Jet Fuel Price Spike from $95.95 to $197: What This Surge Means for Your Business Costs and Investment Decisions
Muscat: Jet fuel prices have been on a steady rise since the onset of the Iran War on February 27.
On February 20, the weekly average price per barrel stood at $95.95. This increased by 3.6% to $99.40 on February 27, just a day before the conflict began. In the subsequent weeks, prices surged sharply: by 58.4% to $157.41 on March 6, then by 11.2% to $175 on March 13, and further by 12.6% to $197 on March 20.
Regionally, the average weekly price increases have varied, with Asia and Oceania experiencing a 16.6% rise, Europe and the CIS 11.8%, the Middle East 15.6%, North America 10.4%, Latin and Central America 11.75%, and Africa 13.25%.
According to the International Air Transport Association (IATA), jet fuel represents one of the highest costs for airlines, alongside labor. Price volatility significantly impacts the airline industry’s profitability, particularly when changes occur rapidly. Such swift fluctuations are classified as shocks and present challenges for airlines to adjust their operations in a timely manner.
The most severe impacts arise when fuel prices surge quickly, leaving airlines little time to adapt their strategies. For example, in 2008, jet fuel prices increased approximately 40% year-on-year to $127 per barrel, a level equivalent to about $190 per barrel in 2025. This sharp rise caused industry operating margins to plummet from around 4% to nearly zero, as airlines struggled to pass on costs swiftly enough to maintain profitability.
The critical takeaway is that airline profitability is highly sensitive to the speed of fuel price changes. While consistently high but stable fuel prices allow airlines to adjust pricing and operations gradually and sustain profitably—with typically reduced margins—price shocks drive costs up faster than revenues can respond, significantly risking margin erosion and reduced industry profits.

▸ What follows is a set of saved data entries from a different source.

PR #1967, opened 2026-02-09
Add VisMatch library for image matching models

gmberton:


ariG23498 (commented):
The org in HF that holds `vismatch` models: https://huggingface.co/vismatch

This looks good to me, thanks @gmberton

Special Analysis by Omanet | Navigate Oman’s Market
The rapid surge in jet fuel prices due to the Iran War poses significant risks to Oman’s aviation sector, threatening airline profitability through sharp cost shocks that are difficult to manage swiftly. For businesses, this calls for strategic cost management and flexible pricing models, while investors should closely monitor fuel price trends and potential volatility that could impact airline and related tourism investments. Entrepreneurs can explore opportunities in fuel efficiency innovations and alternative energy solutions to mitigate future risks.